PR #164, opened 2018-11-20
Port rqt gui cpp content (porting roscpp_plugin_provider)

mlautman:
I am hoping to get some early feedback on bba4171 if you have a chance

▸ To do: Please repeat the material in full, keeping it exact.

▸ Output for this exercise:
PR #164, opened 2018-11-20
Port rqt gui cpp content (porting roscpp_plugin_provider)

mlautman:
I am hoping to get some early feedback on bba4171 if you have a chance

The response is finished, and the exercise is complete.